§ **ABOUT THIS TASK**: Read through the records. Copy each line that has the word "SecuritySettingsPage".

(Beginning of DATA TO USE)

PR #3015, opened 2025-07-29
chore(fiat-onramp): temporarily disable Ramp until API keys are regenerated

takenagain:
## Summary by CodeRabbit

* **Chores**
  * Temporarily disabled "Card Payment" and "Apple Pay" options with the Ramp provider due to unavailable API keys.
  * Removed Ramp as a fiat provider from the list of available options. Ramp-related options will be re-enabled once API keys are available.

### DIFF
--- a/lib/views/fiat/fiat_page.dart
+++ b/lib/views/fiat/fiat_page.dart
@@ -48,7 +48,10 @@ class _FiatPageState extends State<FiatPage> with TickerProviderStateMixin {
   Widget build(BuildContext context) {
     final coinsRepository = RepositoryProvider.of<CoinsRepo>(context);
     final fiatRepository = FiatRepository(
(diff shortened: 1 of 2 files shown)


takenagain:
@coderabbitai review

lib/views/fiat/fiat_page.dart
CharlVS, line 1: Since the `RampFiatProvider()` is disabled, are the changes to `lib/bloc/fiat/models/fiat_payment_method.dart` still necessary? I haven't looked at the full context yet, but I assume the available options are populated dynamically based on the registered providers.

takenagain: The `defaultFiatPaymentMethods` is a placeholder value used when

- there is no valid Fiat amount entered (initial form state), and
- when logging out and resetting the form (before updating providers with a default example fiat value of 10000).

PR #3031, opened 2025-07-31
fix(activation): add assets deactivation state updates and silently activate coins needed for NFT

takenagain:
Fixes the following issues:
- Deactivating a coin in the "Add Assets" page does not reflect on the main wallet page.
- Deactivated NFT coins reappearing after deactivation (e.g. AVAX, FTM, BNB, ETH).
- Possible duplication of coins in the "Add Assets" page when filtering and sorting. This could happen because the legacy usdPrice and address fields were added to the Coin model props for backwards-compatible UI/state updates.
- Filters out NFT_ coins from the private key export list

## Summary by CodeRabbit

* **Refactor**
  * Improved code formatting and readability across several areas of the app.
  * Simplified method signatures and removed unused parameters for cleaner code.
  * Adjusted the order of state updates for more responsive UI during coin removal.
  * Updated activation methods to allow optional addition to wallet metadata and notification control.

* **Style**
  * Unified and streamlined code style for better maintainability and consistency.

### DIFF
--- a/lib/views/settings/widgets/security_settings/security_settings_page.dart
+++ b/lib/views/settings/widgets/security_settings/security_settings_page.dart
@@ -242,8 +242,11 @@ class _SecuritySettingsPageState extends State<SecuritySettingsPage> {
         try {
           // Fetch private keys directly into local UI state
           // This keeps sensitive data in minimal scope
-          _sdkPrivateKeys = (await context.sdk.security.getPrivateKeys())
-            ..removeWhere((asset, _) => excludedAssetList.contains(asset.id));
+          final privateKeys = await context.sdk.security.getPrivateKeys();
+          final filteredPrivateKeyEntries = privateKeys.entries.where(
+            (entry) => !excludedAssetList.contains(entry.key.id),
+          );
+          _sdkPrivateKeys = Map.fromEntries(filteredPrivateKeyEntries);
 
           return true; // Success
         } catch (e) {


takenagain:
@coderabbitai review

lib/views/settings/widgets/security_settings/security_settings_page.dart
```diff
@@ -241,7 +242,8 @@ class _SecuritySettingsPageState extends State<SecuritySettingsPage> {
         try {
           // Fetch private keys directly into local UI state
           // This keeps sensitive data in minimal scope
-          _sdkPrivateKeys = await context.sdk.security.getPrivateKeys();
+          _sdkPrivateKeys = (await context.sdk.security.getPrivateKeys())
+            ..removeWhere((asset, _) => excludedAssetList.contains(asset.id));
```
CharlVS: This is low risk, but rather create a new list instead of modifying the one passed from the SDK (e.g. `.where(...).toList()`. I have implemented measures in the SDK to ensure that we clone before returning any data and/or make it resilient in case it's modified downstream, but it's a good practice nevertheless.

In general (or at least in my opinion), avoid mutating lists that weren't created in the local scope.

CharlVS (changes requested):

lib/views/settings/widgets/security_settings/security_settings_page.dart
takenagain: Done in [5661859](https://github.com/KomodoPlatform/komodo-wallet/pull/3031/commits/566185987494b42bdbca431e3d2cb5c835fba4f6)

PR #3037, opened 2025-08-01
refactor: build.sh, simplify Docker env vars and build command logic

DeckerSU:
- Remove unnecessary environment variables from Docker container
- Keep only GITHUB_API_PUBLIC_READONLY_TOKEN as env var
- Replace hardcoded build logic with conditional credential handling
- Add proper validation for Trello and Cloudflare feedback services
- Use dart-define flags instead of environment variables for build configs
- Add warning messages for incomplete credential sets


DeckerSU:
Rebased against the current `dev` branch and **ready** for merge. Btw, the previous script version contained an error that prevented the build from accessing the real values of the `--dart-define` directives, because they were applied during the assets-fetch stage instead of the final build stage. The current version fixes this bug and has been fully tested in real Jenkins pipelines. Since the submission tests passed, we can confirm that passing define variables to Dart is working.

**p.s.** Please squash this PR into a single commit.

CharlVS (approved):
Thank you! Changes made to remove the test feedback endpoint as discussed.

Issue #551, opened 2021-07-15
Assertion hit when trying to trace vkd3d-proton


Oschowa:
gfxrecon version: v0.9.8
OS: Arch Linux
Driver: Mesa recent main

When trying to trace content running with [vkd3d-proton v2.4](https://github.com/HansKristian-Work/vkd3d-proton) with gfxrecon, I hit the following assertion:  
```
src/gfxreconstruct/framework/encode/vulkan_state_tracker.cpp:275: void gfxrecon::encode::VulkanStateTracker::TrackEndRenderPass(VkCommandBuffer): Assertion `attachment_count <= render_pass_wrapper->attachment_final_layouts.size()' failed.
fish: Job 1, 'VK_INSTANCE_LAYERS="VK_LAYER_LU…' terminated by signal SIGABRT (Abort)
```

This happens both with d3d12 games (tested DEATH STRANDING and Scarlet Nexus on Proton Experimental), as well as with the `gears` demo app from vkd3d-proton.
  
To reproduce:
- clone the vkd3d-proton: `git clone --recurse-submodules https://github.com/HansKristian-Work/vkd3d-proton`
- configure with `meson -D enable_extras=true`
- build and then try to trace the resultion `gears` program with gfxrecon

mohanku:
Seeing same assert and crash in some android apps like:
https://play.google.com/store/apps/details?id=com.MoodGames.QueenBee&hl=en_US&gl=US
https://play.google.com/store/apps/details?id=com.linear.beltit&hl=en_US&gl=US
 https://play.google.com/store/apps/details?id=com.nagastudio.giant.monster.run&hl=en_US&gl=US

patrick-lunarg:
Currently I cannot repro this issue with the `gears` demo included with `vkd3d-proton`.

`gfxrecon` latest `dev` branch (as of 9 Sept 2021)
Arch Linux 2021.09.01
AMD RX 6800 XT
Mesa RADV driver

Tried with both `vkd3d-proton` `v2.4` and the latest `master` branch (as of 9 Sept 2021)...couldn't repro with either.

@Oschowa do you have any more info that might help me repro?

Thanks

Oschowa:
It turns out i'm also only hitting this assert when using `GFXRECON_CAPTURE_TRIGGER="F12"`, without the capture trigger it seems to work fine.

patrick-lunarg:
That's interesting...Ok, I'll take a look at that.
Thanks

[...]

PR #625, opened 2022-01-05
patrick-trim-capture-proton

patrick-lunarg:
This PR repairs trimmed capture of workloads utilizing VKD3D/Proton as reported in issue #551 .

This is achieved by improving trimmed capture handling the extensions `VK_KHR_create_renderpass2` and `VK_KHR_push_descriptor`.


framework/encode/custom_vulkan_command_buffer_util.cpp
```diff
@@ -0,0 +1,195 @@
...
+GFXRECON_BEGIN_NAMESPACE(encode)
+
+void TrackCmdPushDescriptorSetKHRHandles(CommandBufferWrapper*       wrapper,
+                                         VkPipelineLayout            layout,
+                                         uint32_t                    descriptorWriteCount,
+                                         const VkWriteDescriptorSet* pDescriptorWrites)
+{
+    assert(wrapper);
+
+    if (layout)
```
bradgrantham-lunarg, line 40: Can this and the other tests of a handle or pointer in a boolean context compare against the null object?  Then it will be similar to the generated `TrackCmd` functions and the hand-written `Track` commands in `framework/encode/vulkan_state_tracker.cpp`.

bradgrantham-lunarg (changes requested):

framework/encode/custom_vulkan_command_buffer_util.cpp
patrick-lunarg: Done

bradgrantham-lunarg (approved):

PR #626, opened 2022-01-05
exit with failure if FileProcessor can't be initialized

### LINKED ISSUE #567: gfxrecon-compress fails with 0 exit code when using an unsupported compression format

(End of DATA TO USE)

§ **PROBLEM SOLUTION**:
@@ -242,8 +242,11 @@ class _SecuritySettingsPageState extends State<SecuritySettingsPage> {
@@ -241,7 +242,8 @@ class _SecuritySettingsPageState extends State<SecuritySettingsPage> {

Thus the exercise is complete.